You nod, and after he leaves, you go back to your work. When the rice timer plays its five-note melody, you eat. You decide that you like Mr. Choi. 

You don't mention to him that it's your birthday. You have your pride, and you are glad _sensei_ didn't tell him either. 

Years later, you and Tendo rebuild Gipsy Danger together. 

...

It's sunset when _sensei_ calls you from New York, and because of the long Alaska days, it's sunset in Anchorage, too. He wishes you happy birthday, and you bow to him through the video. He bows back. He says that he knows he has been busy recently, and you tell him that the PPDC comes first: he doesn't look satisfied by that, and later, when he comes back, he says he'd like to make it up to you. He is already taking you to Honolulu in June, after the school year, to spend time with Tamsin. This will be sooner. 

Next weekend, he says. Cabin up in the Chugach Mountains. The weather should be reasonably clear. 

You blink at him, not entirely sure 

"Camping?" you say, struggling to be polite, but failing in both inflection and facial expression. 

At the way you look and sound, he sighs. It was, apparently, Herc Hansen's idea. The cabin is, apparently, already booked and paid for. 

Then, _sensei_ gives you the birthday presents that the Hansens gave him in New York for you: two new kaiju patches for the kills they've made since you and _sensei_ left, plus a keychain with a small plush bulldog on the end. 

"From Chuck," _sensei_ says, a little unnecessarily. He watches your face carefully. 

...

What does _sensei _know about camping? He was born in Tottenham and raised within city limits. He knows what he learned in mandatory wilderness survival training in the RAF. What do you expect? The word "cabin" is unfamiliar to you, so you look it up on Google and in the privacy of your room, with the lights off and the laptop screen and your alarm clock the only illumination, you make faces at the pictures that come up. You look up the name of the campgrounds at which _sensei_ has booked the cabin and worry yourself by reading negative reviews. __

You practice the calm, unsurprised face you'll make when a spider runs out from under the bed mattress.

... 

In reality, the cabin turns out to be much better than you expected. For one thing, it is only fifteen minutes away from Anchorage, and it is undoubtedly beautiful. For another thing, it is relatively clean. It has clearly been recently scrubbed down and swept out, and it actually has electricity and a small kitchen and refrigerator. The mountains interfere with cell phone signals, and there is no WiFi, but _sensei_ brought a satellite phone in case they need him for an emergency. You have a pile of reading printed out with the assistance of Mr. Choi, and at the grocery store at the last town, _sensei_ buys groceries. Dinner is hot dogs cooked in the fire pit outside the cabin. You're familiar with them from Shatterdome canteens, except these taste a little like lighter fuel, which smells like Jaeger fuel to you. 

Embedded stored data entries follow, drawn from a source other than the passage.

PR #7042, opened 2026-06-01
perf(file): serve global-buffer reads from the captured tail bytes

### LINKED ISSUE #7041: perf(file): serve global-buffer reads from the tail bytes already captured at open
## Problem

When a v2 Lance file is opened, `FileReader::read_all_metadata` already reads from the start of the global-buffer region (`schema_start`, i.e. global buffer 0) through EOF in a single optimistic tail read:

```rust
// rust/lance-file/src/reader.rs
let all_metadata_bytes =
    Self::optimistic_tail_read(&tail_bytes, schema_start, scheduler, file_len).await?;   // ~:685
let schema_bytes = all_metadata_bytes.slice(0..schema_size as usize);                    // ~:688
```

Because all global buffers are laid out contiguously starting at `schema_start` (buffer 0 is the schema, followed by every user buffer, then column metadata, the CMO/GBO tables, and the footer), `all_metadata_bytes` **already contains the bytes of every global buffer** whenever that region fits within the captured window (and `optimistic_tail_read` extends it with one read otherwise).

But the reader slices out only the schema and column metadata and **drops the rest**. A later `read_global_buffer(index)` then issues a fresh, standalone IO:

```rust
// rust/lance-file/src/reader.rs ~:481
pub async fn read_global_buffer(&self, index: u32) -> Result<Bytes> {
    let buffer_desc = self.metadata.file_buffers.get(index as usize)...?;
    self.scheduler
        .submit_single(buffer_desc.position..buffer_desc.position + buffer_desc.size, 0)
        .await
}
```

So even a global buffer that physically lives inside the already-fetched tail region costs an extra round trip. This affects every index type that stores side-data in a global buffer (IVF model, PQ/RaBitQ codebooks, bitmap/label-list payloads, and an upcoming FTS posting-group-offsets buffer in lance-format/lance#7040), and those reads are currently issued sequentially with `await` between them.

## Proposed solution

Retain the captured tail region and serve global-buffer reads from it when possible:

1. In `CachedFileMetadata` (or `FileReader`), retain the `all_metadata_bytes` `Bytes` together with its starting file offset (`schema_start`). `Bytes` is cheap to hold and slices are zero-copy.
2. In `read_global_buffer`, if `[position, position + size) ⊆ [schema_start, file_len)` was captured, return a slice of the retained bytes — **zero IO**. Otherwise fall back to the existing `submit_single`.

This mirrors the trick `optimistic_tail_read` / `decode_gbo_table` already use for the GBO table and schema. Result:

After some more struggle, though, the fire is burning without lighter fuel, and the stars are overhead. The air seems to fill your lungs more than it usually does: a strange sensation, but you take a breath and can hold it longer. There are a few chairs dragged out by the fire pit, and _sensei_ pours a little Scotch into a mug and works at it. You have hot cocoa made from a packet on the stove inside. When the time is right, you tell him, quietly, that you'd like to take the entrance examinations for the Jaeger Academy next year when you are fourteen: you've been studying, and you think you will qualify. 

He considers this. There are things he could say -- you are too young to pilot, for example. If you qualified, you would be the youngest person to ever qualify for Jaeger piloting by years. He could also ask whether this is something you and Chuck have schemed up together, and whether Chuck has even asked his father: are you asking _sensei_ now? 

One of the things that you admire the most about _sensei_ is that his words are always carefully considered. 

"We should make this count then, Mako," he says, finally, just as quietly, looking you in the eyes -- Mako, not Miss Mori. He knows how good you are in the Kwoon. As few people do, he knows how deeply you are engaged the technical elements of being a Jaeger pilot: you can see on the other side of the fire that his face is already a mix of pride and love and anticipation of how much he will miss you, how much he missed you when he was in New York. 

Years later -- 

... 

Years later, you know that other people have helped raise you. Doctor Gottlieb and Commander Choi, for example. Now, their children will grow up to adulthood in a world without kaiju. You also have Raleigh; you still have Marshal Hansen. 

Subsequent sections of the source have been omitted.